Happiness is not polymorphous.

The word happiness is polymorphous.

Whereas happiness is just happiness.

All human motivations are ultimately traceable to two motivations - which are interrelated. The two motivations are (a) to seek happiness, and (b) to avoid suffering.

Firstly you are asking: "How can we seek happiness, when we do not know what it is?"

But we do know what happiness is. Language is imprecise, that is all. In your own signature, you have written "The map is not the territory." Similarly the word happiness is not the emotion happiness. The word is simply the word. The emotion is simply the emotion.

The word is imprecise, the emotion is not.

Secondly, you are asking, "Why should I seek happiness?". You seek a reasoned answer - you want to find your way from what is, to what ought to be.

Well, logically, there appear to be three possibilties:

(a) to seek happiness
(b) to seek non-happiness
(c) to seek neither

Between (a) and (b), the choice is obvious.
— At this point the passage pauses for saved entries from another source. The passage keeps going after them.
PR #901, opened 2024-01-29
fix(electric): Support JWTs without a trailing dot in Insecure mode

### LINKED ISSUE #900: JWT token: unsigned tokens are invalid
Hi

Documentation [suggests](https://electric-sql.com/docs/usage/auth/insecure) to use https://token.dev/ service to manually generate unsigned tokens. token.dev generates tokens like `eyJhbGciOiJub25lIiwidHlwIjoiSldUIn0.eyJzdWIiOiIxIn0`. Note that there is only one `.`. It's totally valid unsigned JWT token. But Joken library doesn't support them at all (see the line
https://github.com/joken-elixir/joken/blob/main/lib/joken.ex#L177)

I think it would be great at least to explicitly mention it in documentation and/or make more helpful error messages (right now it's `Client authentication failed: Invalid token`)

Workaround: adding `.` to the end of token helps.

alco:
Fixes #900.

### DIFF
--- a/.changeset/shaggy-planes-bake.md
+++ b/.changeset/shaggy-planes-bake.md
@@ -1,0 +1,5 @@
+---
+"@core/electric": patch
+---
+
+Support JWTs without a trailing dot in the Insecure auth mode. (#900)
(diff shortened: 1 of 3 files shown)


icehaunter (approved):

magnetised (approved):
JWTs, a big bug waiting to happen. ⚡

However, the choice is not based on reason. The choice is based on emotion. Happiness feels better than non-happiness, therefore we seek happiness, not non-happiness.

Between (a) and (c), there is in fact no choice. When you seek neither happiness nor non-happiness, you seek nothing. You have no desire. Freed from desire, enlightenment and bliss spontaneously occur. If you like - happiness spontaneously occurs. This requires no reason. It simply is.